Potential topics include but are not limited to the following:

  • Sensor Knowledge Modeling and Representation

  • Sensor Data Analysis and Knowledge Discovery

  • Sensor Knowledge Graph and Its Applications

  • Sensor Ontology Engineering and Sensor Data Annotation

  • Sensor Ontology Alignment and Linked Sensor Data Integration

  • Instance Coreference Resolution on Semantic Sensor Web and Linked Sensor Data

  • Intelligent Sensor Data Storage and Management

  • Sensor Data-Driven Security Ontology in Semantic Sensor Web and Its Applications

  • Semantic Enquiry Technique on Sensor Data Markets and Search Engines in Semantic Sensor Web

  • Sensor Security Ontology Matching Technique in Linked Sensor Data and Its Applications

The submitted manuscripts for this Special Collection will be peer-reviewed before publication.

Submit your paper.

Please submit your paper according to the following timetable for the Special Collection:

Manuscript Deadline

June 30, 2022

An article processing charge may apply upon acceptance of your paper. 

Lead Guest Editor

Dr Xingsi Xue received his PhD degree in Computer Application Technology from Xidian University, China in 2014. He is an associate professor at Center for Information Development and Management, Fujian University of Technology, and the director of Intelligent Information Processing Research Center, Fujian University of Technique. His research interests include intelligent computation, data mining and large-scale ontology matching technology. He is the member of IEEE and ACM.

Co-Guest Editors

Dr Jeng-Shyang Pan received his PhD degree in electrical engineering from the University of Edinburgh in 1996. He is currently the Professor of Shandong University of Science and Technology. He is the IET Fellow, U.K., and has been the Vice Chair of the IEEE Tainan Section and Tainan Chapter Chair of IEEE Signal Processing Society. His current research interest includes the information hiding, artificial intelligence and wireless sensor networks.

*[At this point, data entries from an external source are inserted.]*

Issue #630, opened 2026-08-19
[generalize] Tracker: make the D4D pipeline work for datasets outside Bridge2AI


realmarcin:
Tracker for the 2026-08-19 Codex generalizability review, saved verbatim at `notes/codex_generalizability_review_2026-08-19.md`.

**Finding in one line:** the single-dataset API path generalizes; everything around it does not. `d4d api run --project NEW --bundle path --condition generic` works for an arbitrary name — download, preprocessing, concatenation, batch generation, most of evaluation, status, the RO-Crate arms and the Make targets all take their project universe from a hard-coded list.

## Priority and order

| | issue | why this rank |
|---|---|---|
| **P0** | #621 provenance falsely attests the B2AI manifest | a record asserting something untrue, and wrong for B2AI runs with an explicit `--bundle` too |
| **P0** | #622 underscore split misattributes `AI_READI` → project `AI` | corrupts evaluation output **today**, not hypothetically |
| **P1** | #623 make the manifest the project registry | the change that unblocks everything else |
| **P1** | #624 batch bundle mapping; tuned components | the batch path is where an arm actually runs |
| **P2** | #625 ingestion: formats, DOIs, hosts, thresholds | quality ceiling for any new domain |
| **P2** | #626 `VOICE_PEDIATRIC_source_dir` iterated as a project | concrete, small, and blocks the unfiltered download path |
| **P3** | #627 rubrics and presence evaluator are not domain-neutral, no N/A | biases any cross-domain score; read with #177 |
| **P4** | #628 separate the study arms from the pipeline | refactor; depends on #621 and #623 |
| **P5** | #629 legacy extraction paths | decide fix-or-delete; several are already broken |

The two P0s come first because they are **defects**, not missing capability. The rest is real but is the pipeline declining to do something; a false provenance claim and a corrupted evaluation key are the pipeline doing something wrong.

## Sequencing against the v5 arm

**None of this should be done on the v5 path before the arm runs.** v5 is four Bridge2AI projects, where the hard-coded lists are correct and the manifest attestation is true. Changing `RunSpec`, `build_record()` or the prompt registry now would move the assembly digest or the pins and invalidate the frozen condition — and the canary is already stale.

#622 is the exception: it touches evaluation only, never generation, and it is producing wrong output now.

So: #622 now, everything else after the arm, and #621 sequenced deliberately since it changes `build_record()`.

realmarcin:
## Scope decided (2026-08-19)

[...]

Issue #629, opened 2026-08-19
[generalize-P5] Legacy extraction paths are broken and GC-shaped — decide whether to fix or delete


realmarcin:
From the 2026-08-19 Codex generalizability review (§4.9–4.13, §9.5).

These paths are superseded by `d4d api run` and the agentic playbooks, and several are **already broken against the current pipeline**:

- `process_concatenated_d4d.py:275` discovers only `*_concatenated.txt`, but preprocessing now writes `*_preprocessed.txt` — it cannot see its own upstream output. Same mismatch in `project.Makefile:793,850`.
- `d4d_agent_wrapper.py:136` skips every filename containing `_row2`, `_row3` or `_row9` as a presumed duplicate. Any spreadsheet whose only valid source sits on those rows loses it silently.
- `interactive_d4d_wrapper.py` uses an obsolete OntoGPT schema URL and GC-specific keyword/clinical/host relevance tests, so an unknown project is flagged irrelevant. Still invoked by `make extract-d4d-individual-gpt5`.
- Text truncated at 10,000 / 50,000 characters; raw PDFs represented by filename only in two wrappers.
- `_rowN` stripped before grouping, so distinct sources with the same base name collapse to one output.

**The question is whether to fix these at all.** A hard-coded row-number skiplist and a dead schema URL in a path nothing current uses are better deleted than generalized. Deleting is also a claim — that no result depends on them — which should be checked against the corpus first.

**P5**: decide, then act. Do not quietly generalize code that should not exist.

Issue #621, opened 2026-08-19
[generalize-P0] Provenance falsely attests the Bridge2AI source manifest for an external bundle


realmarcin:
From the 2026-08-19 Codex generalizability review (`notes/codex_generalizability_review_2026-08-19.md`, §5.5).

**Verified.** `build_record()` takes no manifest argument; `SOURCE_MANIFEST` is a module global. Whenever `input_verified=True` it records the Bridge2AI manifest's path and md5 — regardless of where the bundle came from:

```
build_record('SOME_OTHER_DATASET', ..., input_bundle=/tmp/external_bundle.txt, input_verified=True)

inputs:
  bundle_path: /tmp/.../external_bundle.txt
  hash_basis: verified identical to the bytes consumed
  source_manifest:
    path: data/preprocessed/source_manifest.yaml     # <- never read for this bundle
    md5: c0028d716155a185d7000ec6ad60352f
```

The record attests that a file was an input to a run that never consulted it. That is the defect class this corpus keeps correcting — #470 (never write a guess, name the gap), #448 (observed vs asserted), #613 (not established is not fine) — and here it is asserted rather than merely unknown.

Also affects `api_runner.source_ranking_block()` and the resolved prompt header, which read the same fixed manifest, so an external project gets no ranking block even if its own manifest declares one. And the crate/Healthsheet arms whose headers say "manifest not used" still enter this branch.

**Fix:** thread `manifest: Path | None` through `RunSpec` and `build_record()`. Where a run has no manifest, record *not applicable with the reason* rather than the repository default — the distinction `not_applicable` already exists for.

**P0** because it makes a false claim in a provenance record, which is worse than a missing capability, and it is wrong for B2AI runs launched with an explicit external `--bundle` too.

PR #631, opened 2026-08-19
Save the 2026-08-19 generalizability review, and stop evaluation guessing identity (#622)

### LINKED ISSUE #622: [generalize-P0] Evaluation recovers project and method by splitting on the first underscore, misattributing AI_READI today
From the 2026-08-19 Codex generalizability review (§6.7, §6.14).

**Verified — this is wrong for the current corpus, not only for hypothetical projects.** `evaluate_d4d_llm.py` splits result keys on the first underscore in three places (`:262`, `:315`, `:328`):

```
AI_READI_claudecode_agent    -> project='AI'      method='READI_claudecode_agent'
VOICE_PEDIATRIC_curated      -> project='VOICE'   method='PEDIATRIC_curated'
MY_DATASET_x                 -> project='MY'      method='DATASET_x'
```

There is no special case in that file: `grep AI_READI` finds only a docstring and a `choices=` list. So every LLM-evaluation CSV/Markdown export attributes AI-READI's scores to a project called `AI`, and VOICE_PEDIATRIC's to `VOICE` — silently merging two datasets the manifest declares distinct (the exact confusion the scope work in #422/#441 exists to prevent).

`scripts/batch_evaluate_rubric10_hybrid.py:400` and `batch_evaluate_rubric20_hybrid.py:873` special-case `AI_READI` alone, which confirms the parse is known to be wrong and was patched for one name.

**Fix:** stop recovering identity from a delimited filename. Carry project and method as separate fields through the result structure. Any published number derived from these exports should be rechecked.

**P0** because it corrupts existing evaluation output.

realmarcin:
Saves the Codex generalizability review verbatim and fixes the one finding that is safe to make before the v5 arm.

Findings filed as #621–#629 under tracker **#630**.

## What the review found

The single-dataset API path generalizes: `d4d api run --project NEW --bundle path --condition generic` works for an arbitrary name. **Everything around it does not** — download, preprocessing, concatenation, batch generation, most of evaluation, status, the RO-Crate arms and the Make targets take their project universe from a hard-coded list, so a dataset cannot be onboarded by configuration alone.

Two findings are **defects** rather than missing capability, both of the "record asserts something untrue" class:

| | |
|---|---|
| #621 | provenance attests the Bridge2AI manifest as an input for bundles that never came from it |
| #622 | evaluation misattributes `AI_READI` to a project called `AI` — **today** |

## What this PR fixes: #622

Evaluation recovered project and method by splitting a composite key on its first underscore:

```
AI_READI_claudecode_agent    -> project='AI'      method='READI_claudecode_agent'
VOICE_PEDIATRIC_curated      -> project='VOICE'   method='PEDIATRIC_curated'
```

The second merges two datasets the manifest declares distinct — what the scope work in #422/#441 exists to prevent. The two hybrid batch scripts special-cased `AI_READI` alone, which is a standing admission the parse was wrong.

**There is no correct split.** A project may contain an underscore and so may a method (`claudecode_agent`), so the key is ambiguous in both directions. Both values are known where the key is built, so they are now carried — in the result dict and in the inventory entry — and read back. A legacy result carrying neither reports the raw key with an empty method: visibly incomplete rather than plausibly wrong.

Verified end to end: the inventory builder now yields `AI_READI_gpt5_concatenated -> project 'AI_READI', method 'gpt5'`.

## Why only this one

It touches evaluation and never generation, so it moves no schema digest and no prompt pin. Every other finding changes `RunSpec`, `build_record()`, the prompt registry or the manifest contract, and doing that now would invalidate the frozen v5 condition — the canary is already stale. Sequencing is recorded on #630.

## Verification

- 2213 passed, 4 skipped
- New `tests/test_evaluation_identity.py` (5 tests), including one that states the old bug as an assertion so the fix cannot be undone quietly
- Inventory builder exercised against the real corpus: 12 concatenated, 8 individual entries, all identities correct

### DIFF
--- a/data/evaluation_llm/rubric10/evaluation_plan.md
+++ b/data/evaluation_llm/rubric10/evaluation_plan.md
@@ -1,12 +1,12 @@
 # Rubric10 Evaluation Plan
 
-**Generated:** 2025-12-07 20:36:44
+**Generated:** 2026-08-19 11:50:31
 
 ## Scope
 
-**Total files to evaluate:** 127
-- Individual files: 111
-- Concatenated files: 16
+**Total files to evaluate:** 76
+- Individual files: 64
+- Concatenated files: 12
 
 ## Evaluation Settings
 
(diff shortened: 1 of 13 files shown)


realmarcin:
## Adversarial review found a regression this PR introduced

The first commit changed the inventory format from `{key: "path"}` to `{key: {...}}` **and did not carry the change to its consumers or to the committed file**. On the corpus as it stands that made the output worse than the bug it fixed:

```
before:  project='AI_READI'                    method='gpt5'
after:   project='AI_READI_gpt5_concatenated'  method=''
```

The old special-cased split got every project in the current corpus right. The new fallback got every one wrong, wrote orphan filenames, and fed the composite key into the `project` column the summarisers read — with nothing printed and exit status 0. The fallback docstring called it "visibly incomplete rather than plausibly wrong". It was neither visible nor incomplete.

Fixed (#632, #633, #634, #635):

- `entry_identity` **refuses** a legacy inventory and names the rebuild command, rather than falling back
- committed inventory regenerated — it was 8 months stale (111/16 vs the actual 64/12), which is also why a hardcoded `/16` denominator had looked right
- `total_individual_files` counted an entry's dict keys once entries became dicts: 32 reported, 64 actual. Fixed in the builder and both hybrids
- the evaluation plan was emitting `paths`, `project`, `method`, `granularity` **as filenames** — and that plan is the artifact handed to the rubric agent
- four more sites re-derived identity from a name (`compare_evaluation_methods.py` plus three filename parsers), all wrong today; each now reads the `project`/`method` **already present in the file it was parsing**
- the guard test was a grep over three hardcoded paths and passed throughout the regression above; replaced with tests that drive the real inventory and both hybrids

**Mutation-tested:** restoring the old inventory format fails exactly the three new tests that would have caught this.

Filed, not fixed: **#636** — three evaluation JSONs have the misparsed identity baked into their *data*. Not a regression (same value, different route), and rewriting evaluation artifacts inside a code change is the over-broad-commit pattern of #594.

**Verification:** 2218 passed, 4 skipped. Inventory resolves end to end: `AI_READI_gpt5_concatenated -> ('AI_READI', 'gpt5')`.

Dr Yuemin Ding obtained his PhD degree from Department of Electronic Systems Engineering, Hanyang University, Ansan, Korea, in 2014 and worked as an associate professor at School of Computer Science and Engineering at Tianjin University of Technology, Tianjin, China, from 2015 to 2019. He worked as a postdoctoral research fellow at the Department of Energy and Process Engineering, Norwegian University of Technology, Trondheim, Norway, from 2019 to 2021. He is currently an Associate Professor at the Tecnun Engineering School of Engineering, University of Navarra, San Sebastian, Spain. His research interests include Internet-of-Things (IoT), smart grid communication, and energy-efficient management of user-side facilities.

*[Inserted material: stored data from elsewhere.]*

Issue #640, opened 2026-08-19
[v5 BLOCKER] Re-canary: the 2026-08-16 canary ran the pre-fix prompt and its stored verdict is an absence, not a pass


realmarcin:
From the 2026-08-19 readiness review. This is the blocker that gates the arm.

## The canary is stale, and specifically stale in the way that matters

| | 2026-08-16 canary | today |
|---|---|---|
| v5 prompt | `bc239c3a`, 12,167 bytes | `389f7bfe`, 13,237 bytes |
| assembly | `9c2ad4a7`, layout with no source-ranking block | `d59f8532`, layout with it |

## Its stored verdict reads as a pass and is not one

Read from its own recorded blocks:

```
status of the 2026-08-16 canary under today's gate: OK
```

Its recorded `grounding` block carries **no findings of any kind** — the resolver-URL finding did not exist when it was written. Recomputed from the artifacts on disk:

```
RECOMPUTED status: REGRESSED
  resolver URLs in identifier slots: 22 against a baseline worst of 0
```

An absence of measurement that reads like a pass — #447, #599, #613, again.

**The v4 bar is not the same absence.** Recomputed from v4 artifacts: `AI_READI resolver_urls=0`, `CM4AI resolver_urls=0`. So v4 genuinely had none, the canary genuinely had 22, and that is #591 — the regression fixed afterwards by restoring the CURIE rule and re-pinning.

**So: the canary exhibited a regression, the regression was fixed, and nothing has been canaried since.** Precisely the case the canary rule addresses — re-canary after a fix; never fix and fan out in the same step.

## Also changed on the generation path since that canary

Source priority and supersession; a fifth prompt rule and three re-pins; `companions` in every record; the `form` block and three new metrics; transitive hash-bound resume invalidation; stricter audit shape and report regeneration after repair; and **conformance gates that can now raise on both of `execute()`'s exits**.

## Verified good, so the re-canary should be clean

- A record built exactly as `execute()` writes it conforms: `([], None)` — including the repair branch with `report_regenerated_after_repair`. The new gate will not fire spuriously.
- All **seven** gated baselines resolve for all four projects from the v4 label.
- A failing first run stops the sweep after one execution even under `--continue-on-error`, in both the raise and validation-failure paths.
- All five predictions map to metrics that exist and whose v4 values recompute; `scripts/v5_baselines.py` reproduces 370 / 397 / 613.
[...]

Issue #639, opened 2026-08-19
[v5 BLOCKER] The report phase is asked what changed but is never shown the before-state


realmarcin:
From the 2026-08-19 readiness review. Raised by **both** prior reviews (2026-08-15 item 6, 2026-08-17 item 13) and still only partially fixed.

`api_runner.py:544` asks the report phase "what was changed in each record". Its declared inputs at `:578` are audit findings plus the **final** full and core records. Confirmed by constructing the actual assembled request:

```
AUDIT_MARKER          sent=True
ORIGINAL_FULL_MARKER  sent=False      <-- the before-state
FINAL_FULL_MARKER     sent=True
FINAL_CORE_MARKER     sent=True
```

`62c7b01c` fixed reports going stale after validator repair — a different problem. The phase still cannot independently determine what changed, so its change account is reconstruction, and `report_claims` checks only narrow claim forms.

**Two honest options, and the choice matters for the arm:**

1. Give the phase the original full/core snapshots — they exist, `intermediates` already records phase snapshots — and test the assembled request actually carries them.
2. Stop asking it for a before/after account and have it describe the final state only.

Option 2 is cheaper and is not a loss if nothing downstream depends on the change narrative. Option 1 changes `PHASE_NEEDS` and therefore the **assembly digest**, which re-baselines the condition and requires a pin rotation — so it must happen before the canary, not after.

Doing neither means shipping an arm whose reconciliation report asserts a diff it could not observe.

realmarcin:
Fixed in PR #643 (merged as 0e9ff4a3): report phase receives Original full/core records (marker-tested: all five inputs sent); resume path recovers originals from snapshots; instruction rewritten to compare rather than reconstruct. Exercised live by the v5 arm including report regeneration after repair.

Issue #638, opened 2026-08-19
[v5 BLOCKER] The analysis plan describes a different arm than the one that would run


realmarcin:
From the 2026-08-19 readiness review (`notes/codex_v5_readiness_review_2026-08-19.md`). The plan is the pre-registration; if it does not describe the arm, the arm is not pre-registered.

Four discrepancies, all verified:

1. **"Four rules"** at `notes/generic_v5_analysis_plan.md:18` — the executable block has **five**. This was reported by the 2026-08-17 review and marked fixed; it is still present in both the prompt rationale and the plan.
2. **Stale assembly digest** at `:39` — records `2c1442fc`; current is `d59f8532`.
3. **`comparable_conditions('generic_v4','generic_v5')`** stated at `:47` as returning `False`. It returns `True` — the function now assesses prompt adjacency only, with `runs.arm_confounds` handling procedure differences.
4. **Prediction 5 is unmeasurable as written** at `:91`: it requires British spelling to be unchanged *"on the agentic arm"*, and the planned arm is API-only with no agentic-v5 records.

**Item 4 needs a decision, not a fix.** Either narrow prediction 5 to the API arm, or add a defined agentic-v5 arm to the plan. Silently dropping the clause after seeing the results is the thing pre-registration exists to prevent, so it must be decided before generation.

Items 1–3 are corrections to text.

Also worth correcting wherever it appears: the gate has **seven gated metrics** plus one reported-only (`minted fragments`), not eight. `len(METRICS) == 7`, `len(REPORTED_ONLY) == 1`.

realmarcin:
Fixed in PR #643 (merged as 0e9ff4a3): prediction 5 narrowed to the API arm pre-generation with the cost stated; five-rules count corrected everywhere; assembly digest current with a re-check note; comparable_conditions claim corrected.

Issue #613, opened 2026-08-19
`record_conformance` reports 'could not check' as 'conforms', and its docstring claims otherwise


realmarcin:
Found in adversarial review of #611.

`record_conformance` (`src/data_sheets_schema/provenance.py`) wraps both the `linkml.validator` import and the `validate()` call in one `except Exception: return []`. `[]` is also what a conforming record returns. `execute()` reads `if rec.conformance:` — so a dependency conflict, a schema-compilation error, or a transient read failure **silently disables the gate for every run in a sweep**, each printing a tick.

The docstring I wrote says the two are "different things the caller can tell apart by asking." There is nothing to ask: `conformance: list[str]` is the only state `write()` sets. The docstring is false.

This is the repo's own recurring lesson, and it is solved correctly twice within one file:
- `api_runner.py:1300-1308` — "`findings` is None exactly when `failure` says why the validator itself could not run … a record that could not be checked is not a record that passed."
- `canary.py:169,181` — `blind` → `UNMEASURABLE`, "'not established' is not 'fine'."

**Fix:** return `(findings, failure)` or set `conformance_checked: bool`, and have `execute()` treat "could not check" as its own outcome rather than a pass.

`record_schema_path()` closes the missing-schema case only; the remaining exception paths still report clean.

realmarcin:
Fixed in 83000d04 on `close-605-record-schema-modes` (PR #611). Full suite: 2205 passed, 4 skipped; corpus 195/195 conforming.

PR #641, opened 2026-08-19
Save the 2026-08-19 v5 readiness review (NO-GO)

realmarcin:
Third readiness review, saved verbatim. **Verdict: NO-GO.** Blockers filed as #638, #639, #640.

Documentation only — no code change.

## The blocking reason

The 2026-08-16 canary ran a different prompt and a different assembly from what the arm would run today:

| | canary | today |
|---|---|---|
| prompt | `bc239c3a`, 12,167 B | `389f7bfe`, 13,237 B |
| assembly | `9c2ad4a7` (no source-ranking block) | `d59f8532` |

**Its stored verdict reads as a pass and is not one.** From its own recorded blocks it reports `ok`; its `grounding` block carries no findings of any kind, because the resolver-URL finding did not exist when it was written. Recomputed from the artifacts:

```
RECOMPUTED status: REGRESSED
  resolver URLs in identifier slots: 22 against a baseline worst of 0
```

An absence of measurement that reads like a pass — #447, #599, #613, this time inside the canary.

The v4 bar is *not* the same absence, and the asymmetry is sharper than first stated. **All 12** v4 records recompute cleanly and give resolver=0, and all 12 recorded blocks carry `recorded_by: backfill_checks` from 2026-08-18 — after the resolver and form metrics existed. So the gate compares a **stale run-time block against freshly backfilled baselines**. v4 genuinely had none and the canary genuinely had 22 — that is #591, fixed afterwards by restoring the CURIE rule and re-pinning. **The canary exhibited a regression, the regression was fixed, and nothing has been canaried since.**

## Verified — the re-canary should be clean

- A record built exactly as `execute()` writes it conforms, `([], None)`, including the repair branch — the new conformance gate will not fire spuriously on a correct run
- All **seven** gated baselines resolve for all four projects
- A failing first run stops the sweep after one execution even under `--continue-on-error`, in both failure paths
- All five predictions map to existing metrics; `scripts/v5_baselines.py` reproduces 370 / 397 / 613
- Bundles present and matching every v4 replicate; 174 GiB free

**Not verified, and worth naming:** endpoint reachability. `CBORG_API_KEY` is present and `_client()` constructs, but the endpoint was deliberately not called — that section's verdict is UNVERIFIED. The canary rule names missing credentials in a child process as a recurring failure, so the re-canary is what tests it. Lock-file creation, end-to-end resume, and `d4d schema check-digest --strict` are also UNVERIFIED (read-only sandbox).

## Prior reviews

**11 of 14** fixed from 2026-08-15 — item 6 partially, item 11 reframed-not-cleaned, item 12 **not fixed** and now #642. **12 of 14** from 2026-08-17. An earlier version of this PR said 14 of 14, which was wrong and erased #642.

Also corrects a claim of mine: seven gated metrics plus one reported-only, not eight.

### DIFF
--- a/notes/codex_v5_readiness_review_2026-08-19.md
+++ b/notes/codex_v5_readiness_review_2026-08-19.md
@@ -1,0 +1,325 @@
+<!-- Saved verbatim. The review body is evidence of what was found on this
+     date; corrections belong in the issues filed from it. -->
+
+# Codex review: is the repository ready to run the v5 arm?
+
+- **Run:** 2026-08-19, Codex session `01a01ba9-79ca-76a1-af0b-1b282c4a8094`
+- **Verdict: NO-GO.**
+- Third readiness review, after `codex_v5_readiness_review_2026-08-15.md` and
+  `..._2026-08-17.md`. This one was also asked to check whether what those two
+  found was *fixed* or merely *filed*: 14 of 14 and 12 of 14 respectively are
+  fixed, with the report before/after finding partially fixed in both.
+
+## The blocking reason, and a correction to how the review states it
+
+The 2026-08-16 canary cannot authorise this sweep. It ran a different prompt
+(`bc239c3a`, 12,167 bytes) and a different assembly (`9c2ad4a7`, a layout with
+no source-ranking block) from what the arm would run today (`389f7bfe`, 13,237
+bytes; assembly `d59f8532`).
+
+The review reports that canary as `regressed` today. **Read from its own
+recorded blocks it reports `ok`** — verified:
+
+```
+status of the 2026-08-16 canary under today's gate: OK
+```
+
+Both are true and the difference is the point. Its recorded `grounding` block
+carries **no findings of any kind**, because the resolver-URL finding did not
+exist when it was written. Recomputing the same checks from the artifacts on
+disk gives:
+
+```
+RECOMPUTED status: REGRESSED
+  resolver URLs in identifier slots: 22 against a baseline worst of 0
+```
+
+So the canary's stored verdict is not a pass; it is an absence of measurement
+that reads like one — the failure this corpus keeps naming (#447, #599, #613).
+
+The v4 bar it is measured against **is** a real measurement, not the same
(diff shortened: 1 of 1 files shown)


realmarcin:
## Adversarial review: one false claim, in the part I wrote

The Codex body was confirmed verbatim — the only removals are the two trailing `Codex session ID` / `Resume in Codex` lines, and the session ID is preserved in the header, so no provenance is lost. Every empirical claim in the header reproduced: the six prompt/assembly values, the recorded-`ok`-versus-recomputed-`REGRESSED` discrepancy and its stated cause, and the seven-gated-metrics count.

**The defect was my summary of the prior reviews.** I wrote "14 of 14 fixed" for 2026-08-15. Counting the review's own words 285 lines below in the same file: 11 fixed, 1 partially fixed, 1 reframed-not-cleaned, 1 **not fixed**. The sentence was also self-contradicting on its face — "14 of 14 fixed, with the report finding partially fixed in both" cannot hold.

Worse than the arithmetic: it erased an open defect. 2026-08-15 item 12 is genuinely unfixed — `cli/provenance.py:49` records any bare `--phase` value as a completed phase. That matters specifically for the agentic arm, whose runtime cannot attest its own phases (#400), so `phase_log` is the only claim there is. Filed as **#642**.

Two further corrections, both verified independently rather than inherited:

- **The v4 claim was understated.** I had recomputed 2 of 12 records. All 12 recompute cleanly, all 12 give resolver=0, and all 12 recorded blocks carry `recorded_by: backfill_checks` from 2026-08-18 — after the resolver and form metrics existed. So the gate compares a *stale run-time block against freshly backfilled baselines*, which is a sharper statement of the asymmetry than I made.
- **The PR body overclaimed "credentials reachable"** — a row Codex marked UNVERIFIED. `CBORG_API_KEY` is present and `_client()` constructs; the endpoint was deliberately not called. Given the canary rule names missing credentials in a child process as a recurring failure, that was the wrong thing to round up. Corrected, with the other UNVERIFIED rows named.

Dr Pei-Wei Tsai received his PhD in Electronic Engineering in 2012 at the National Kaohsiung University of Applied Sciences in Taiwan. He was an invited speaker in 2021 International Symposium on Novel and Sustainable Technology (2021 ISNST) in Taiwan. He is a technical committee of the Application-Specific CE for Smart Cities in IEEE Consumer Technology Society. Currently, he is a lecturer at Swinburne University of Technology in Australia. His research interests include intelligent optimization, machine learning, and data analytics.